ATDTの権限縮小と新たな規制機関の設置構想
当初の法案では、José Merino氏が率いるATDTが、技術的審査を要する通信規制権限を独占する設計となっていたが、この点に対して業界関係者や市民団体から強い懸念が寄せられていた。Corral議員は「ATDTが裁定者であり、同時に競争者となる構図は公平性を欠く」と指摘している。
具体的には、国営企業であるCFE(Comisión Federal de Electricidad:連邦電力公社)やAltán Redesが通信市場で直接的な競争者となる中で、ATDTが唯一の規制主体となることは、「国家による市場支配」に繋がる可能性があった。
これに代わる新制度として、5名の専門的能力を持つ技術者から構成される新たな規制機関を創設する構想が検討されており、これらのメンバーは大統領によって指名され、上院の承認を経て任命される。ただし、従来のIFTと異なり、任命者が知識評価試験を受ける必要があるかどうかは未定である。
IFTの財政難と法改正への影響
現在、IFTは運営上の厳しい財政制約に直面している。

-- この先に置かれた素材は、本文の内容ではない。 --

PR #1616, opened 2026-03-23
Backport company skills and routines for OpenClaw

Alex-Alaniz:
## Summary
- backport the real company skills and routines schema, API, services, and UI onto `release/0.3.1`
- restore company-scoped routing/navigation for `/skills` and `/routines`, including routine detail pages and query keys
- include the OpenClaw backport support needed in this release line (`paperclipSkillSync`, routine issue wakeups, cron helper, and Docker host-gateway wiring)

## Verification
- `pnpm -r typecheck`
- `pnpm test:run`
- `pnpm build`

## Operational Notes
- after adding `host.docker.internal:host-gateway` and resolving device pairing, I could no longer reproduce `gateway websocket open timeout` at the transport layer from the server container; repeated websocket probes reached `connect.challenge` successfully
- remaining gateway stalls appear to happen later in execution and should be investigated separately from this backport


doganalpaslan (changes requested):
Well-structured backport — clean DB schema design, proper timing-safe crypto for webhook verification, and good activity logging. The +17k LOC is mostly the Drizzle migration snapshot + new additive code. Existing code modifications are minimal and low-risk.

### Must fix

**Path traversal in `readLocalSkillImports`** (`server/src/services/company-skills.ts`): `path.resolve(sourcePath)` is called on user-supplied input without bounding it to an allowed directory. An authenticated user could supply `../../../../etc/passwd` and read arbitrary files on the server. Add a check that the resolved path starts with the expected skill storage root before calling `fs.stat`/`fs.readFile`.

### Worth confirming

- The `ne(issues.originKind, 'routine_execution')` filter in `services/issues.ts` silently hides routine-execution issues from the default list. Verify this doesn't break existing API consumers that expect all issues returned.
- The `routines` service instance in `server/src/index.ts` is created inline — a brief comment explaining the lifecycle would help readability.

地元メディア「El Universal」によれば、Secretaría de Hacienda(財務公債省)からIFTに割り当てられた年間予算は1,680百万ペソにとどまり、この予算は2025年6月までの給与支払いを賄うに過ぎないとされている。

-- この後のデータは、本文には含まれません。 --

PR #1619, opened 2026-03-23
pi-local: fallback to stderr when pi --list-models returns on stderr

jazzqi:
- Problem:
  - `pi_local` adapter `discoverPiModels` previously only parsed `pi --list-models` output from `stdout`.
  - In some `pi` versions, the model table is emitted to `stderr` (while `exitCode === 0` and `stdout` is empty), causing model discovery to return empty list and UI shows no models.
- Cause:
  - `pi` CLI writes table output to `stderr` for discovery output in this runtime path.
  - existing code path did not handle stderr fallback and thus treated successful `pi` run as no model data.
- Fix:
  - In models.ts, when `exitCode===0`, use:
    - `rawOutput = result.stdout.trim().length > 0 ? result.stdout : result.stderr`
    - parse `rawOutput` instead of `stdout` only.
  - keep existing error/timeout behavior.
- Result:
  - `listPiModels` now correctly returns available models when `pi --list-models` output is on stderr.
  - UI adapter model dropdown now populates for pi_local in this case.


doganalpaslan (approved):
Clean fix. Some `pi` versions write model output to stderr — this correctly falls back to stderr when stdout is empty. LGTM.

一方で、IFTは今年第1四半期において、espectro radioeléctrico(周波数スペクトル)の使用料などから1兆8,800百万ペソを徴収しており、これは当初の歳入見込みを1,100百万ペソ上回る実績である。
このような状況下でIFTの役割が縮小されることは、国内通信網の中立性や公共性に対する影響が大きいとの声もあり、Corral議員は「財政構造の見直しとともに、持続可能な規制体制の設計が求められる」と強調している。
規制強化から自由化へ:ブロッキング条項の撤廃と新たな保障
法案の中でも特に物議を醸した第109条の削除が盛り込まれる予定である。この条項は、政府が一定の条件下でプラットフォームやアプリケーションへのアクセスを制限できるとする内容で、言論の自由や国際条約(T-MEC)への違反の恐れが指摘されていた。
この規定は、複数の市民団体や報道機関によって「国家による検閲の温床」として批判されており、その削除によって改正案はより民主的な情報アクセスを保障する方向へ転換される。
加えて、公共放送においても新たな社会的側面が盛り込まれ、medios comunitarios(コミュニティ放送)、medios indígenas(先住民放送)、medios afromexicanos(アフロ系メキシコ人放送)などの制度的支援が強化される見通しである。
Corral議員は「視聴者の権利とインターネットへの普遍的アクセスの保障こそが、今回の改革の社会的意義である」と述べている。